[Supplied entries]

PR #199, opened 2021-04-08
Add support for autopublish and autodistribute

### LINKED ISSUE #155: Add support for autopublish and autodistribute
https://pulp.plan.io/issues/7469

daviddavis:
fixes #155

### DIFF
--- a/pulpcore/cli/file/distribution.py
+++ b/pulpcore/cli/file/distribution.py
@@ -1,8 +1,9 @@
 import gettext
+from typing import Optional, Union
 
 import click
 
-from pulpcore.cli.common.context import PulpContext, pass_pulp_context
+from pulpcore.cli.common.context import PulpContext, PulpEntityContext, pass_pulp_context
 from pulpcore.cli.common.generic import (
     base_path_contains_option,
     base_path_option,
@@ -16,9 +17,19 @@ from pulpcore.cli.common.generic import (
     show_command,
     update_command,
 )
-from pulpcore.cli.file.context import PulpFileDistributionContext
+from pulpcore.cli.file.context import PulpFileDistributionContext, PulpFileRepositoryContext
 
 _ = gettext.gettext
+
+
+def _repository_callback(
+    ctx: click.Context, param: click.Parameter, value: Optional[str]
+) -> Union[str, PulpEntityContext, None]:
+    # Pass None and "" verbatim
+    if value:
+        pulp_ctx: PulpContext = ctx.find_object(PulpContext)
+        return PulpFileRepositoryContext(pulp_ctx, entity={"name": value})
+    return value
 
 
 @click.group()
@@ -40,14 +51,13 @@ def distribution(ctx: click.Context, pulp_ctx: PulpContext, distribution_type: s
 
 filter_options = [label_select_option, base_path_option, base_path_contains_option]
 lookup_options = [href_option, name_option]
-create_options = [
-    click.option("--name", required=True),
-    click.option("--base-path", required=True),
-    click.option("--publication"),
-]
 update_options = [
     click.option("--base-path"),
     click.option("--publication"),
+    click.option("--repository", callback=_repository_callback),
+]
+create_options = update_options + [
+    click.option("--name", required=True),
 ]
 
 distribution.add_command(list_command(decorators=filter_options))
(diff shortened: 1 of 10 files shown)


daviddavis:
If this looks good, I'll add in support for pulp_rpm.

pulpcore/cli/file/distribution.py
```diff
@@ -40,14 +51,13 @@ def distribution(ctx: click.Context, pulp_ctx: PulpContext, distribution_type: s
...
 lookup_options = [href_option, name_option]
-create_options = [
-    click.option("--name", required=True),
-    click.option("--base-path", required=True),
-    click.option("--publication"),
-]
 update_options = [
     click.option("--base-path"),
     click.option("--publication"),
+    click.option("--repository", callback=_repository_callback),
```
mdellweg, line 57: :+1:

mdellweg:
This all looks good to me. And i believe the nightly is failing, because those changes will land there tomorrow!?

pulpcore/cli/rpm/repository.py
```diff
@@ -55,17 +56,22 @@ def repository(ctx: click.Context, pulp_ctx: PulpContext, repo_type: str) -> Non
...
+    click.option(
+        "--metadata-checksum-type", type=click.Choice(CHECKSUM_CHOICES, case_sensitive=False)
+    ),
+    click.option(
+        "--package-checksum-type", type=click.Choice(CHECKSUM_CHOICES, case_sensitive=False)
+    ),
+    click.option("--gpgcheck", type=click.Choice(("0", "1"))),
+    click.option("--repo-gpgcheck", type=click.Choice(("0", "1"))),
+    click.option("--sqlite-metadata/--no-sqlite-metadata", default=None),
+    click.option("--autopublish/--no-autopublish", default=None),
```
mdellweg, line 72: This kind of completes the repository options, not necessarily related to auto publish.
Do we want to reflect that in the changelog?

mdellweg (approved):
One uncertainty wrt the changelog.

pulpcore/cli/file/repository.py
```diff
@@ -64,14 +64,14 @@ def repository(ctx: click.Context, pulp_ctx: PulpContext, repo_type: str) -> Non
...
-create_options = [
-    click.option("--name", required=True),
-    click.option("--description"),
-    click.option("--remote", callback=_remote_callback),
-]
 update_options = [
     click.option("--description"),
     click.option("--remote", callback=_remote_callback),
+    click.option("--manifest"),
+    click.option("--autopublish/--no-autopublish", default=None),
```
dralley, line 71: IMO the default should simply be --no-autopublish.

pulpcore/cli/rpm/repository.py
```diff
@@ -55,17 +56,22 @@ def repository(ctx: click.Context, pulp_ctx: PulpContext, repo_type: str) -> Non
...
     click.option("--remote", callback=_remote_callback),
+    click.option(
+        "--metadata-checksum-type", type=click.Choice(CHECKSUM_CHOICES, case_sensitive=False)
+    ),
+    click.option(
+        "--package-checksum-type", type=click.Choice(CHECKSUM_CHOICES, case_sensitive=False)
+    ),
+    click.option("--gpgcheck", type=click.Choice(("0", "1"))),
+    click.option("--repo-gpgcheck", type=click.Choice(("0", "1"))),
+    click.option("--sqlite-metadata/--no-sqlite-metadata", default=None),
```
dralley, line 71: Same here

pulpcore/cli/file/repository.py
mdellweg: This is an update_option. So if not specified, we should def _not_ set (and then update) this option to `False`.
I think having `None` here, keeps it from being touched on update calls, and on create calls i'd rather let the server decide on the default.

dralley: Ah, I believe I misunderstood what it does then

daviddavis: I agree it should default to `--no-autopublish`. The dilemma is that this will cause `autopublish` to always be set in the requests which won't work for older versions of pulp_file/pulp_rpm and we support 5 versions back.

I could either:

1. Check the version of pulp_file and if it's less than 1.7.0, silently strip out the autopublish key/value from the request.
2. Keep the default as None which won't set autopublish in requests unless the user explicitly sets `--autopublish` or `--no-autopublish`. I could add a comment for us to change the default this once we drop support for 1.7.0.

Thoughts?

daviddavis: Welp, ignore my comment. I am too slow.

[/Supplied entries]

» Exercise requirements
For each line above that includes "PulpFileDistributionContext", make a copy.

» Answer to this exercise
-from pulpcore.cli.file.context import PulpFileDistributionContext
+from pulpcore.cli.file.context import PulpFileDistributionContext, PulpFileRepositoryContext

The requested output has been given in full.